Is flag burning protected by the constitution? why or why not?
Yes. The Supreme Court has ruled that flag burning is a form of symbolic speech protected by the first amendment.
What test does the Supreme Court currently apply to determine whether governmental efforts to restrict speech are constitutional?
The Supreme Court currently applies the imminence test, which says that speech may be restricted only if it is intended and likely to produce imminent lawless action.
Briefly identify and explain the major types of unprotected speech.
Defamation of character is one type of unprotected speech. Defamatiion of character exists in 2 forms: libel, or defamation of character in written form, and slander, or defamation of character in oral for. Fighting words also are a form of unprotected speech. Finally, obscenity is not protected, though the courts have not yet reached a consensus as to what materials and speech should be considered obscene.
Does the government have the constitutional right to engage in prior restraint? Why or why not?
No. In recent decades, the courts have ruled that efforts to engage in porior restraint are unconstitutional violations of the First Amendment right to freedom of the press.
What impact does the exclusionary rule have upon the rights of the accused?
The exclusionary rule prohibits illegally obtained evidence from being admitted at trial. This rule discourages the use of coercive methods to obtain evidence, protects the due process rights of innocent individuals, and limits warrentless searches.
List several major due process rights that are set forth in the Constitution.
--writ of habeas corpus
--prohibition of unreasonable searches and seizures
--protection against self-incrimination and coerced confessions
--the right to a speedy and fair trial by an impartial jury
--prohibition of cruel and unusual punishment
Does the Constitution explicitly protect the right to privacy?
No. The right to privacy is not explicitly mentioned at any point in the Constitution. Nonetheless, the Supreme Court has inferred a right to privacy from the Fourth Amendment as well as other language throughout the Constitution.
Do heterosexuals and homosexuals have the same rights of privacy under the Constitution?
According to the Supreme Court, NO. In a ruling regarding birth control, the Court established the right to privacy in sexual behavior for heterosexual (particularly married) couples. However, in a case involving an antisodomy statute in Georgia, the Court upheld a law that regulated sexual behavior even though that law was enforced only against homosexuals.

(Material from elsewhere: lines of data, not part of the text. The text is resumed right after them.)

PR #1007, opened 2016-09-19
Fixes for compat='no_conflicts' and open_mfdataset

shoyer:
- `xarray.merge` now uses `compat='no_conflicts'` by default.
- `compat='no_conflicts'` preserves attributes.
- `Variable.no_conflicts` broadcasts arguments, making it a strictly more
  relaxed check than `broadcast_equals`.
- Allow `concat_dim=None` in `open_mfdataset` and `auto_combine` to disable
  trying to infer a dimension for concatenating.
- Add `compat` as an argument to `open_mfdataset` to allow more control over
  merging.

CC @jcmgray

### DIFF
--- a/doc/whats-new.rst
+++ b/doc/whats-new.rst
@@ -21,9 +21,9 @@ v0.9.0 (unreleased)
 Breaking changes
 ~~~~~~~~~~~~~~~~
 
-- The default behavior of ``merge`` is now ``compat='no_conflict'``, so some
+- The default behavior of ``merge`` is now ``compat='no_conflicts'``, so some
   merges will now succeed in cases that previously raised
-  ``xarray.MergeError``. Set ``compat='broadcast_arrays'`` to restore the
+  ``xarray.MergeError``. Set ``compat='broadcast_equals'`` to restore the
   previous default.
 
 Deprecations
--- a/doc/whats-new.rst
+++ b/doc/whats-new.rst
@@ -21,6 +21,11 @@ v0.9.0 (unreleased)
 Breaking changes
 ~~~~~~~~~~~~~~~~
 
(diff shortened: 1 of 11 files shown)


doc/whats-new.rst
```diff
@@ -21,6 +21,11 @@ v0.9.0 (unreleased)
 Breaking changes
 ~~~~~~~~~~~~~~~~
 
+- The default behavior of ``merge`` is now ``compat='no_conflict'``, so some
+  merges will now succeed in cases that previously raised
+  ``xarray.MergeError``. Set ``compat='broadcast_arrays'`` to restore the
+  previous default.
+
```
jcmgray: Should be 'no_conflicts' and 'broadcast_equals' here I think.

jcmgray:
This all looks great to me. Might the docstring for `auto_combine` need to be updated? Currently it seems to suggest that sorting, alignment and the addition of new data variables are not supported, whereas I think all these can occur with `compat='no_conflicts'`.

doc/whats-new.rst
shoyer: oops, thanks

shoyer:
> Might the docstring for auto_combine need to be updated? Currently it seems to suggest that sorting, alignment and the addition of new data variables are not supported, whereas I think all these can occur with compat='no_conflicts'.

Yep, with `compat='no_conflicts'` and recent align updates to concat, we are most of the way there on alignment.

It still can fail if there are different variables on datasets across the concatenated dimension, but that will be fixed when we get concat to handle different variables (#508). At that point, we might want to switch the logic from the current "concatenate by variable group, then merge" to "merge by unique coordinates, then concatenate".

PR #1794, opened 2017-12-20
DOC: added sortby example

raybellwaves:
 - [NA] Passes ``git diff upstream/master **/*py | flake8 --diff`` (remove if you did not edit any Python files)


shoyer:
Thanks!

How did the Supreme Court apply the right to privacy in Roe v. Wade?
The Court ruled that the right to privacy protected a women's right to have an abortion. This right is unrestricted during the first trimester of pregnancy, but states may adopt certain regulations regarding abortion during the second and third trimesters.
Does the Second Amendment guarantee an individual the right to bear arms?

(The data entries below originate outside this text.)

PR #1796, opened 2017-12-20
Support RGB[A] arrays in plot.imshow()

Zac-HD:

This patch brings `xarray.plot.imshow` up to parity with `matplotlib.pyplot.imshow`:

- As well as 2D images (greyscale / luminance, using a colormap), it now supports a third dimension for RGB or RGBA channels.  For consistency with 2D arrays, missing data is plotted as transparent pixels
- Being Xarray, users need not care about the order of their dimensions - we infer the right one for color, and warn if it's ambiguous.
- ~~Using `robust=True` for easy saturation is really nice.  Having it adjust each channel and facet in the same way is essential for this to work, which it does.~~
- ~~Matplotlib wraps out-of-range colors, leading to crazy maps and serious interpretation problems if it's only a small region.  Xarray clips (ie saturates) to the valid range instead.~~

*I'm going to implement clip-to-range and color normalization upstream in matplotlib, then open a second PR here so that Xarray can use the same interface.*

And that's the commit log!  It's not really a big feature, but each of the parts can be fiddly so I've broken
 the commits up logically 😄 

Finally, a motivating example: visible-light Landsat data before, during (top-right), and after a fire at Sampson's Flat, Australia:

    arr = ds['red green blue'.split()].to_array(dim='band') / (2 ** 12)
    arr.plot.imshow(col='time', col_wrap=5, robust=True)

image

### DIFF
--- a/xarray/plot/plot.py
+++ b/xarray/plot/plot.py
@@ -443,6 +443,10 @@ def _plot2d(plotfunc):
         # Decide on a default for the colorbar before facetgrids
         if add_colorbar is None:
             add_colorbar = plotfunc.__name__ != 'contour'
+        if (plotfunc.__name__ == 'imshow' and
+            darray.ndim == (3 + (row is not None) + (col is not None))):
+            # Don't add a colorbar when showing an image with explicit colors
+            add_colorbar = False
 
         # Handle facetgrids first
         if row or col:
@@ -470,7 +474,8 @@ def _plot2d(plotfunc):
                           "Use colors keyword instead.",
                           DeprecationWarning, stacklevel=3)
 
-        xlab, ylab = _infer_xy_labels(darray=darray, x=x, y=y)
+        xlab, ylab = _infer_xy_labels(darray=darray, x=x, y=y,
+                                      imshow=plotfunc.__name__ == 'imshow')
 
         # better to pass the ndarrays directly to plotting functions
         xval = darray[xlab].values
@@ -595,6 +600,10 @@ def imshow(x, y, z, ax, **kwargs):
 
     Wraps :func:`matplotlib:matplotlib.pyplot.imshow`
 
+    While other plot methods require the DataArray to be strictly
+    two-dimensional, ``imshow`` also accepts a 3D array where the third
+    dimension can be interpreted as RGB or RGBA color channels.
+
     .. note::
         This function needs uniformly spaced coordinates to
         properly label the axes. Call DataArray.plot() to check.
@@ -631,6 +640,15 @@ def imshow(x, y, z, ax, **kwargs):
 
     # Allow user to override these defaults
     defaults.update(kwargs)
+
+    if z.ndim == 3:
+        # matplotlib imshow uses black for missing data, but Xarray makes
+        # missing data transparent.  We therefore add an alpha channel if
+        # there isn't one, and set it to transparent where data is masked.
+        if z.shape[-1] == 3:
+            z = np.ma.concatenate((z, np.ma.ones(z.shape[:2] + (1,))), 2)
+        z = z.copy()
+        z[np.any(z.mask, axis=-1), -1] = 0
 
     primitive = ax.imshow(z, **defaults)
 
--- a/xarray/plot/plot.py
+++ b/xarray/plot/plot.py
@@ -443,14 +443,17 @@ def _plot2d(plotfunc):
         # Decide on a default for the colorbar before facetgrids
         if add_colorbar is None:
             add_colorbar = plotfunc.__name__ != 'contour'
-        if (plotfunc.__name__ == 'imshow' and
-            darray.ndim == (3 + (row is not None) + (col is not None))):
+        imshow_rgb = (
+            plotfunc.__name__ == 'imshow' and
+            darray.ndim == (3 + (row is not None) + (col is not None)))
+        if imshow_rgb:
             # Don't add a colorbar when showing an image with explicit colors
             add_colorbar = False
 
         # Handle facetgrids first
         if row or col:
             allargs = locals().copy()
+            allargs.pop('imshow_rgb')
             allargs.update(allargs.pop('kwargs'))
 
             # Need the decorated plotting function
@@ -474,13 +477,19 @@ def _plot2d(plotfunc):
                           "Use colors keyword instead.",
                           DeprecationWarning, stacklevel=3)
 
-        xlab, ylab = _infer_xy_labels(darray=darray, x=x, y=y,
-                                      imshow=plotfunc.__name__ == 'imshow')
+        rgb = kwargs.pop('rgb', None)
+        xlab, ylab = _infer_xy_labels(
+            darray=darray, x=x, y=y, imshow=imshow_rgb, rgb=rgb)
+
+        if rgb is not None and plotfunc.__name__ != 'imshow':
+            raise ValueError('The "rgb" keyword is only valid for imshow()')
+        elif rgb is not None and not imshow_rgb:
+            raise ValueError('The "rgb" keyword is only valid for imshow()'
+                             'with a three-dimensional array (per facet)')
 
         # better to pass the ndarrays directly to plotting functions
         xval = darray[xlab].values
         yval = darray[ylab].values
-        zval = darray.to_masked_array(copy=False)
 
         # check if we need to broadcast one dimension
         if xval.ndim < yval.ndim:
@@ -491,8 +500,19 @@ def _plot2d(plotfunc):
 
         # May need to transpose for correct x, y labels
         # xlab may be the name of a coord, we have to check for dim names
-        if darray[xlab].dims[-1] == darray.dims[0]:
-            zval = zval.T
+        if imshow_rgb:
+            # For RGB[A] images, matplotlib requires the color dimension
+            # to be last.  In Xarray the order should be unimportant, so
+            # we transpose to (y, x, color) to make this work.
+            yx_dims = (ylab, xlab)
+            dims = yx_dims + tuple(d for d in darray.dims if d not in yx_dims)
+            if dims != darray.dims:
+                darray = darray.transpose(*dims)
+        elif darray[xlab].dims[-1] == darray.dims[0]:
+            darray = darray.transpose()
+
+        # Pass the data as a masked ndarray too
+        zval = darray.to_masked_array(copy=False)
 
         _ensure_plottable(xval, yval)
 
@@ -601,8 +621,9 @@ def imshow(x, y, z, ax, **kwargs):
     Wraps :func:`matplotlib:matplotlib.pyplot.imshow`
 
     While other plot methods require the DataArray to be strictly
-    two-dimensional, ``imshow`` also accepts a 3D array where the third
-    dimension can be interpreted as RGB or RGBA color channels.
+    two-dimensional, ``imshow`` also accepts a 3D array where some
+    dimension can be interpreted as RGB or RGBA color channels and
+    allows this dimension to be specified via the kwarg ``rgb=``.
 
     .. note::
         This function needs uniformly spaced coordinates to
--- a/xarray/plot/utils.py
+++ b/xarray/plot/utils.py
@@ -258,17 +258,21 @@ def _determine_cmap_params(plot_data, vmin=None, vmax=None, cmap=None,
                 levels=levels, norm=norm)
 
 
-def _infer_xy_labels(darray, x, y):
+def _infer_xy_labels(darray, x, y, imshow=False):
     """
     Determine x and y labels. For use in _plot2d
 
-    darray must be a 2 dimensional data array.
+    darray must be a 2 dimensional data array, or 3d for imshow only.
     """
 
     if x is None and y is None:
         if darray.ndim != 2:
-            raise ValueError('DataArray must be 2d')
-        y, x = darray.dims
+            if not imshow:
+                raise ValueError('DataArray must be 2d')
+            elif darray.ndim != 3 or darray.shape[2] not in (3, 4):
+                raise ValueError('DataArray for imshow must be 2d, MxNx3 for '
+                                 'RGB image, or MxNx4 for RGBA image.')
+        y, x, *_ = darray.dims
     elif x is None:
         if y not in darray.dims:
             raise ValueError('y must be a dimension name if x is not supplied')
--- a/xarray/plot/utils.py
+++ b/xarray/plot/utils.py
@@ -258,21 +258,70 @@ def _determine_cmap_params(plot_data, vmin=None, vmax=None, cmap=None,
                 levels=levels, norm=norm)
 
 
-def _infer_xy_labels(darray, x, y, imshow=False):
+def _infer_xy_labels_3d(darray, x, y, rgb):
+    """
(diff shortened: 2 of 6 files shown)


xarray/tests/test_plot.py
```diff
@@ -1024,6 +1026,34 @@ def test_2d_coord_names(self):
         with raises_regex(ValueError, 'requires 1D coordinates'):
             self.plotmethod(x='x2d', y='y2d')
 
+    def test_plot_rgb_image(self):
+        DataArray(
+            easy_array((10, 15, 3), start=0),
+            dims=['y', 'x', 'band'],
+        ).plot.imshow()
```
rabernat: Is it possible to check that the colors have actually rendered correctly by introspecting deeper into the figures / axes that are generated by `imshow`?

shoyer:
I like this. My main concern is that I'd like a fully explicit way to opt into this behavior. Perhaps `rgb='band'` and/or `rgba='band'`?

xarray/tests/test_plot.py
Zac-HD: Well, it's almost certainly *possible* - but I have absolutely no idea where to start!

Zac-HD:
> I like this. My main concern is that I'd like a fully explicit way to opt into this behavior. Perhaps rgb='band' and/or rgba='band'?

I have a pretty strong preference for RGB images 'just working' - *requiring* a new argument would mean imshow has a different signature to all other plot methods without adding any information (at worst you can supply `x` and `y` dims, so IMO it's not needed).

In many ways showing an RGB image is a special case, but this is the least-special-case I could make work - and it's consistent with the obvious meaning and upstream behavior of `imshow`.

shoyer:
I should clarify: I don't think we should *require* the explicit name for the RGB dimension, but I think we should have an argument around so that's an option if desired. This is nice because it gives better error messages when things go wrong and makes it easier to write self-documented code. This would be consistent with the rest of our visualization functions, which provide an option for being fully explicit but don't require it.

Zac-HD:
Optional argument coming up then 😄 

Anything else I need to do?

Zac-HD:
Ugh, it looks like this broke saturation handling somewhere in the rebase.  I'll take another look later.

Zac-HD:
Done - now with optional argument and nicer commit history,  Anything else?

xarray/plot/plot.py
```diff
@@ -419,10 +419,32 @@ def newplotfunc(darray, x=None, y=None, figsize=None, size=None,
...
+            add_colorbar = False
+            # Manually stretch colors for robust cmap
+            if robust:
+                flat = darray.values.ravel(order='K')
+                flat = flat[~np.isnan(flat)]
+                if flat.size == 0:
+                    # All data will be masked, so skip percentile calculation
+                    vmin, vmax = 0, 1
+                if vmin is None:
+                    vmin = np.percentile(flat, ROBUST_PERCENTILE)
```
shoyer: I'm not quite sure that this handling of the robust argument makes sense. Does this resemble what vmin/vmax do by default on imshow?

Parts of this that seem strange to me:
- `robust=True` does more than merely clipping the data to the robust range, unlike the behavior with colormaps. The data gets extra normalization, even if it all already fell within the central 95%.
- all channels are treated together, rather than independently, including the alpha channel!

I'm sure this behavior is useful sometimes, but maybe it's better to leave it out for now. We could make robust=True an error for now, and potentially save color normalization for another keyword argument.

xarray/plot/plot.py
```diff
@@ -446,12 +468,13 @@ def newplotfunc(darray, x=None, y=None, figsize=None, size=None,
                           "Use colors keyword instead.",
                           DeprecationWarning, stacklevel=3)
```
shoyer: Can you add `rgb` as an actual argument inline, after x and y?

xarray/plot/utils.py
```diff
@@ -253,12 +254,67 @@ def _determine_cmap_params(plot_data, vmin=None, vmax=None, cmap=None,
...
+
+def _infer_xy_labels(darray, x, y, imshow=False, rgb=None):
     """
     Determine x and y labels. For use in _plot2d
 
-    darray must be a 2 dimensional data array.
+    darray must be a 2 dimensional data array, or 3d for imshow only.
     """
+    if imshow and darray.ndim == 3:
+        return _infer_xy_labels_3d(darray, x, y, rgb)
```
shoyer: Please make sure this raises an informative error message if RGB is provided and the input has the wrong number of dimensions or isn't being plotted with imshow.

xarray/plot/utils.py
```diff
@@ -253,12 +254,67 @@ def _determine_cmap_params(plot_data, vmin=None, vmax=None, cmap=None,
                 levels=levels, norm=norm)
 
 
-def _infer_xy_labels(darray, x, y):
+def _infer_xy_labels_3d(darray, x, y, rgb):
+    """
+    Determine x and y labels for showing RGB images.
+
+    Attempts to infer which dimension is RGB/RGBA by size and order of dims.
```
shoyer: Rather than all this complex logic with warnings in ambiguous cases, why not always treat the last and/or remaining (after explicit x/y labels) dimension as RGB? I think that solves the convenience use cases, without hard to understand/predict inference logic.

xarray/tests/test_plot.py
```diff
@@ -1024,6 +1026,35 @@ def test_2d_coord_names(self):
...
+
+    def test_warns_ambigious_dim(self):
+        arr = DataArray(easy_array((3, 3, 3)), dims=['y', 'x', 'band'])
+        with pytest.warns(UserWarning):
+            arr.plot.imshow()
+        # but doesn't warn if dimensions specified
+        arr.plot.imshow(rgb='band')
+        arr.plot.imshow(x='x', y='y')
+
```
shoyer: Please add tests for errors related to `rgb`.

xarray/tests/test_plot.py
shoyer: I'm okay relying on matplotlib to plot colors properly. One sane option would be to mock `plt.imshow` to ensure it gets called properly, but we don't bother with that for our current tests. But that shouldn't get in the way of integration tests that verify that we can actually call matplotlib without any errors being raised.

xarray/plot/plot.py
```diff
@@ -567,6 +601,16 @@ def imshow(x, y, z, ax, **kwargs):
...
     Wraps :func:`matplotlib:matplotlib.pyplot.imshow`
 
+    While other plot methods require the DataArray to be strictly
+    two-dimensional, ``imshow`` also accepts a 3D array where some
+    dimension can be interpreted as RGB or RGBA color channels and
+    allows this dimension to be specified via the kwarg ``rgb=``.
+    In this case, ``robust=True`` will saturate the image in the
+    usual way, consistenly between all bands and facets.
+
+    This method will clip oversaturated pixels to the valid range,
```
shoyer: Is this actually strictly better? If so, why didn't it get changed during matplotlib's recent style overhaup? Was it simply overlooked or a more careful decision?

xarray/plot/plot.py
Zac-HD: I *could*, but this would be a breaking change for anyone using positional arguments.  I'd therefore prefer not to, as it's just as easy to do the breaking bit later.

xarray/plot/plot.py
Zac-HD: This logic makes `robust=True` work exactly the same way on single-band and RGB greyscale images.  The handling is only distinct because the 'normalise to [0, 1]' step is implicit for single bands but must be explicit for RGB.

It does make sense to normalise RGB without considering or changing the alpha channel though; I'll play with this a little more.

As to usefulness, it's basically essential to sensibly visualise surface reflectance data (ie high-quality satellite images) - they're represented for analysis as albedo, ie fraction of light reflected, and if you display that directly it's a very dark and muddy image (example below; same scene as above).  So I'd strongly prefer to keep this in!

download

xarray/plot/plot.py
```diff
@@ -419,10 +419,32 @@ def newplotfunc(darray, x=None, y=None, figsize=None, size=None,
...
+                    vmin, vmax = 0, 1
+                if vmin is None:
+                    vmin = np.percentile(flat, ROBUST_PERCENTILE)
+                if vmax is None:
+                    vmax = np.percentile(flat, 100 - ROBUST_PERCENTILE)
+                darray = (darray - vmin) / (vmax - vmin)
+                robust = False
+                del flat
+            # Clip range to [0, 1] to avoid visual artefacts
+            darray.values[:] = np.clip(darray.values, 0, 1)
```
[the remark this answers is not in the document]
Zac-HD: Oh dear, I can't!  Will fix this.

xarray/plot/utils.py
Zac-HD: Because `some_dataset[['red', 'green', 'blue']].to_array().plot.imshow()` is *really tempting*.  The only difference is that if the last dimension is too large, we try the first dimension before resuming 'last dim is color' behaviour.

On reflection I think you're right though - so long as we can do the right thing when only one dim is the right size, a simpler heuristic for order preference makes good sense.  Will change.

xarray/plot/plot.py
Zac-HD: IMO it is strictly better, because it avoids the ambiguity a colour could actually represent *any value at all* modulo the range.

I believe it was overlooked because relatively few people start with crudely-scaled RGB images, though I wasn't involved closely enough to know for sure (or fix it then!).  Unfortunately such "scaling" is pretty common to go from albedo to useful dynamic range in imagery, as I mentioned about `robust` above.

Zac-HD:
Thanks for the review @shoyer!  I'll do what I can in the next few days, but that might not be much at all before I get back from a no-internet camping trip around Jan 8th.  Items:

- improve `robust` with an alpha channel (exclude from scaling but still clip to valid)
- add validation and tests for `rgb` argument
- don't mutate the input data!  (I *think* it doesn't, but obviously this needs to be checked)
- simplify order heuristic, to "use last dimension of size 3 or 4 as rgb; warn if there are multiple possible"

xarray/plot/plot.py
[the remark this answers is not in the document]
Zac-HD: Yep, I've tossed in a `.copy(deep=True)` to guarantee that there's no mutation.

Zac-HD:
OK, @shoyer & @fmaussion - I think I'm done again!  

The only thing I *haven't* done is change the handling of `robust=True`, as anything beyond "scale and clip 2nd-to-98th percentiles to [0, 1]" seems fraught with complications.  If this is not what the user intended, it's at least the obvious default behaviour and should be simple to understand.

Hopefully this covers the substantial changes; but let me know if there's anything else as I'd really like this merged before the 0.10.1 release - and ideally released in time to for demos at my summer school in January 😄

xarray/tests/test_plot.py
Zac-HD: Done.

xarray/plot/plot.py
shoyer: This still feels strange to me. With colormaps, all `robust=True` does is explicitly set vmin and vmax based on the data. But vmin and vmax are entirely ignored here.

What if we interpreted vmin/vmax with rgb plots as setting the bounds for normalization? The defaults would be (0, 1) for floats and (smallest int, largest int) for int dtypes. Then, robust=True could again simply set vmin/vmax based on the data.

Zac-HD: I actually agree that the current behavior is strange and that your suggestion is an improvement (though I'd use [0, 255] for all ints) - but it's consistent with matplotlib!  My proposed plan has some extra steps though:

1. Merge this pull.  We will need the stretching machinery regardless, unless Xarray drops support for matplotlib<2.2
2. Patch matplotlib/matplotlib#9391 upstream.  (I'm already working on a patch for this)
3. Implement the new matplotlib interface in Xarray.  I *could* do that in this pull, but then if the matplotlib implementation doesn't match we'd have to break API compatibility - I'd really prefer to have a smaller API now and get it right the first time, later.

Zac-HD:
More review fixes 😄 

I'm pretty sure the build failure is just Travis being flaky - it passes on my machine.  Could someone restart it?

fmaussion:
Just restarted them, let's see how it goes

Zac-HD:
Okay... I've now seen three Travis runs.  In every one there's been a pass, a fail, and three errors... but different jobs each time.  At this point I'm ready to give up and wait for the Travis team to fix it 😕

The code is ready to go though! 🎉

xarray/plot/plot.py
shoyer: > I could do that in this pull, but then if the matplotlib implementation doesn't match we'd have to break API compatibility - I'd really prefer to have a smaller API now and get it right the first time, later.

I agree. But I'm also concerned about the behavior for `robust=True` potentially needing to change to match upstream.

My preference would be to leave out support for `robust` with RGB plots until the matplotlib behavior lands. You could write a small helper function for RGB normalization (maybe even it include it in the docs as an example), e.g.,
```python
import xarray.ufuncs as xu

def robust_stretch(data):
  vmin, vmax = data.quantile(q=[0.02, 0.98])
  bounded = xu.minimum(xu.maximum(data, vmin), vmax)
  returned (bounded - vmin) / (vmax - vmin)
```
Then you could plot things like `arr.pipe(robust_stretch).plot.imshow(col='time', col_wrap=5)`.

It's a few more characters but not a terrible work around.

Zac-HD:
@shoyer makes some good points about things that should be fixed upstream in Matplotlib - namely normalization of RGB images, but I'm also going to move my color fixes (clipping instead of modulo) upstream instead.  Timeline:

- I edit this PR, it gets merged, Xarray 10.1 (ETA soonish?) can display RGB images just like Matplotlib
- I finish my upstream PR, Matplotlib 2.2 (ETA ~Feb sometime) supports normalization of RGB images and fixes the modulo/clip bug
- Once the matplotlib API is merged, I make a new PR against Xarray to support the same interface (including on older matplotlib versions)

shoyer:
@Zac-HD  Sounds good. At this point I don't think there are any blockers left for the 0.10.1 release (I wanted to get the pydap fix in, which we recently merged).

Zac-HD:
`test_datetime_line_plot` failed on Travis, but I'm pretty sure that's nothing to do with me 😕 

And otherwise, this pull is ready to merge 🎉   
<sup>...this time for sure!</sup>

Zac-HD:
Looks like `TestDatetimePlot.test_datetime_line_plot` is failing, but I'm pretty sure that's nothing to do with me (and it passed twice on Travis!).

shoyer:
Should be fixed by https://github.com/pydata/xarray/pull/1814 which I just merged

Zac-HD:
matplotlib/matplotlib#10220 is the upstream pull request 🎉 

I still like the plan of merging this without `robust` support, but if you can then hold off on an Xarray release for a few days there's a good chance that steps two and three will also be done this week - matplotlib 2.1.2 is scheduled for 12 or 13 Jan and issue is marked "release critical", so I'm hoping for a fast turnaround 😄

shoyer:
Thanks @Zac-HD !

No, the court has consistently reflected the view that the right to bear arms is not an individual right but a collective right held by state-regulated militias. A 1999 federal court decision provides an exception to this rule, but it remains to be seen whether the Supreme Court will change its viewpoint on gun control.
Are government efforts to regulate gun ownership constitutional? Why or why not?
The Supreme Court has consistently upheld state and federal regulations on gun ownership, thus signaling that governmental efforts to regulate gun ownership are indeed constitutional. In general, the Court's legal reasoning is based upon a reading of the second Amendment which suggests that this provision was originally intended to prevent the national government from abolishing state militias. In other words, the courts have thus far rejected the claim that individuals have a fundamental right to own guns under the second amendment.